Exposure results in abnormalities of the developing male reproductive tract structures, the severity and prevalence of which depends on the dose. The phthalate syndrome is characterized by malformations of the epididymis, vas deferens, seminal vesicles, prostate, external genitalia (hypospadias), and by cryptorchidism (undescended testes) as well as by retention of nipples/areolae (sexually dimorphic structures in rodents) and demasculinization of the perineum, resulting in reduced anogenital distance (AGD).
The highest incidence of reproductive tract malformations is observed at higher phthalate dose levels whereas, changes in AGD and nipple/areolae retention are frequently observed at lower phthalate dose levels. Furthermore, phthalates produce this developmental toxicity in male rodents with an age-dependent sensitivity, i.e., with fetuses being more sensitive than neonates, which are, in turn, more sensitive than pubertal and adult animals.
Health Effects in Humans
The phthalate syndrome in rats bears a resemblance to the “testicular dysgenesis syndrome” (TDS) in humans, which includes poor semen quality, testis cancer, cryptorchidism, and hypospadias, and which is hypothesized to have its origins during fetal life. There is a rapidly growing body of epidemiological studies on the association of exposure to phthalates with human health.
Most studies primarily focus on the association of maternal phthalate exposure with male reproductive tract developmental endpoints and neurodevelopmental outcomes. Two of three cohort studies found reduced AGD in male infants in relation to higher maternal urinary concentrations of phthalate metabolites.
Other studies reported associations between reduced AGD and hypospadias, poor sperm quality, or reduced fertility. Seven prospective pregnancy cohort studies and two cross-sectional studies investigated associations of urinary phthalate metabolites with neurological measures in infants and children.

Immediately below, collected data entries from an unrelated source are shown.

PR #701, opened 2024-02-06
Improve Stack Trace tracking for Instrumentation

akang31:
Add archaius_stack_trace_enabled_properties which allows tracking of individual properties (instead of all of them) so we can reduce runtime impact of calculating stack traces. We can use this to only track some unused global fast properties.

This new set will also maintain all the properties associated with specific call sites, in case we are calling several.

Also surfaces these Maps as they were only accessible via the debugger before

### DIFF
--- a/archaius-core/src/main/java/com/netflix/config/ConcurrentCompositeConfiguration.java
+++ b/archaius-core/src/main/java/com/netflix/config/ConcurrentCompositeConfiguration.java
@@ -116,6 +116,7 @@ public class ConcurrentCompositeConfiguration extends ConcurrentMapConfiguration
     private Map<String, AbstractConfiguration> namedConfigurations = new ConcurrentHashMap<>();
 
     private final Map<String, Integer> stackTraces = new ConcurrentHashMap<>();
+    private final Map<String, Set<String>> stackTracesAndProperties = new ConcurrentHashMap<>();
     private final AtomicReference<Set<String>> usedPropertiesRef = new AtomicReference<>(ConcurrentHashMap.newKeySet());
 
     private Set<String> convertStringFlag(String properties) {
@@ -138,6 +139,11 @@ public class ConcurrentCompositeConfiguration extends ConcurrentMapConfiguration
 
     public Map<String, Integer> getInstrumentationStackTraces() {
         return Collections.unmodifiableMap(new HashMap<>(stackTraces));
+    }
+
+    public Map<String, Set<String>> getInstrumentationStackTracesAndProperties() {
+        // Shallow copy
+        return Collections.unmodifiableMap(new HashMap<>(stackTracesAndProperties));
     }
 
     private List<AbstractConfiguration> configList = new CopyOnWriteArrayList<AbstractConfiguration>();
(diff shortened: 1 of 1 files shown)


archaius-core/src/main/java/com/netflix/config/ConcurrentCompositeConfiguration.java
```diff
@@ -589,13 +611,30 @@ private Object getProperty(String key, boolean instrument)
     public void recordUsage(String key) {
         if (enableInstrumentation) {
             usedPropertiesRef.get().add(key);
-            if (enableStackTrace) {
+            boolean isTrackedProperty = !stackTraceEnabledProperties.isEmpty() && stackTraceEnabledProperties.contains(key);
```
rgallardo-netflix: No need to check separately if the set is empty. A call to `Collections.emptySet().contains()` is just as fast as `Collections.emptySet().isEmpty()`

archaius-core/src/main/java/com/netflix/config/ConcurrentCompositeConfiguration.java
```diff
@@ -107,14 +108,26 @@ public class ConcurrentCompositeConfiguration extends ConcurrentMapConfiguration
...
+    private final Set<String> stackTraceEnabledProperties = convertStringFlag(System.getProperty(STACK_TRACE_ENABLED_PROPERTIES));
 
     private Map<String, AbstractConfiguration> namedConfigurations = new ConcurrentHashMap<>();
 
     private final Map<String, Integer> stackTraces = new ConcurrentHashMap<>();
+    private final Map<String, Set<String>> stackTracesAndProperties = new ConcurrentHashMap<>();
     private final AtomicReference<Set<String>> usedPropertiesRef = new AtomicReference<>(ConcurrentHashMap.newKeySet());
 
+    private Set<String> convertStringFlag(String properties) {
+        if (properties == null) {
```
rgallardo-netflix, line 125: Since we already have Guava available here, let's leverage its `Splitter` and `ImmutableSet` classes:
```
if (properties == null) {
 return Collections.emptySet();
}

return ImmutableSet.copyOf(Splitter.on(',').trimResults().omitEmptyStrings().split(properties));
```
This removes the possible confusion that would come from people putting spaces or line breaks in the system property and uses a read-only set implementation with a very very efficient `contains()`.

archaius-core/src/main/java/com/netflix/config/ConcurrentCompositeConfiguration.java
```diff
@@ -589,13 +611,30 @@ private Object getProperty(String key, boolean instrument)
     public void recordUsage(String key) {
         if (enableInstrumentation) {
             usedPropertiesRef.get().add(key);
-            if (enableStackTrace) {
+            boolean isTrackedProperty = !stackTraceEnabledProperties.isEmpty() && stackTraceEnabledProperties.contains(key);
+            if (enableStackTrace || isTrackedProperty) {
                 String trace = Arrays.toString(Thread.currentThread().getStackTrace());
-                stackTraces.merge(trace, 1, (v1, v2) -> v1 + 1);
+                if (enableStackTrace) {
+                    stackTraces.merge(trace, 1, (v1, v2) -> v1 + 1);
```
rgallardo-netflix, line 619: duplicate?

rgallardo-netflix (changes requested):

archaius-core/src/main/java/com/netflix/config/ConcurrentCompositeConfiguration.java
akang31: How I've missed ImmutableSet.of()... :') 

Thanks for pointing this out, updated to this

archaius-core/src/main/java/com/netflix/config/ConcurrentCompositeConfiguration.java
akang31: Ah right, I thought this was a HashSet for some reason, removed the empty check

archaius-core/src/main/java/com/netflix/config/ConcurrentCompositeConfiguration.java
akang31: Resolved offline

rgallardo-netflix (approved):

PR #702, opened 2024-02-13
Add a Decoder that accepts custom TypeConverters

kilink:
Add a new Decoder, `CustomDecoder`, which allows users to easily specify custom `TypeConverter` implementations. `CustomDecoder` exposes a single static factory method, `create`, which accepts a Collection of `TypeConverter.Factory` instances.

As part of adding this feature, refactor `DefaultDecoder` in a re-usable base class, `AbstractRegistryDecoder`, which `CustomDecoder` also extends from.

### DIFF
--- a/archaius2-core/src/test/java/com/netflix/archaius/ProxyFactoryTest.java
+++ b/archaius2-core/src/test/java/com/netflix/archaius/ProxyFactoryTest.java
@@ -4,7 +4,6 @@ import static org.hamcrest.MatcherAssert.assertThat;
 import static org.hamcrest.Matchers.equalTo;
 import static org.hamcrest.Matchers.nullValue;
 
-import java.lang.reflect.Type;
 import java.util.ArrayList;
 import java.util.Arrays;
 import java.util.Collections;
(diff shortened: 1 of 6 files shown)


archaius2-core/src/test/java/com/netflix/archaius/ProxyFactoryTest.java
```diff
@@ -593,31 +593,18 @@ interface CustomObject {
...
-                }
-                return DefaultDecoder.INSTANCE.get(type);
+        TypeConverter.Factory customTypeConverterFactory = (type, registry) -> {
+            if (type.equals(ConfigWithNestedInterface.CustomObject.class)) {
+                return Optional.of(customObjectTypeConverter);
             }
-        }
+            return Optional.empty();
+        };
+        DefaultDecoder customDecoder = DefaultDecoder.newCustomDecoder(Collections.singletonList(customTypeConverterFactory));
```
rgallardo-netflix: Naming here is ... unfortunate. Do you feel like it would be worthwhile to rename the classes a bit? Maybe move the existing code to a `CustomizableDecoder` that has your static factory and making `DefaultDecoder` be a sublcass of it that calls the constructor with an empty factory list?

kilink: I would probably just create a base class that they both share in that case, `AbstractDecoder` / `AbstractRegistryDecoder`, or something like that.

Interestingly, although each publication utilized different neurological tests at different childhood ages, poorer test scores were generally, but not always, associated with higher urinary levels of some phthalates. Other studies found associations between reduced sperm quality and some phthalates in adult males.
Overall, the epidemiological literature suggests that phthalate exposure during gestation may contribute to reduced AGD and neurobehavioral effects in male infants or children. Other limited studies suggest that adult phthalate exposure may be associated with poor sperm quality.
The AGD effects are consistent with the phthalate syndrome in rats. However, it is important to note that the phthalates for which associations were reported were not always consistent and differed across publications. In some cases, adverse effects in humans were associated with diethyl phthalate exposure, although diethyl phthalate does not cause the phthalate syndrome in rats. None of these studies was designed to provide information on the specific sources of phthalates.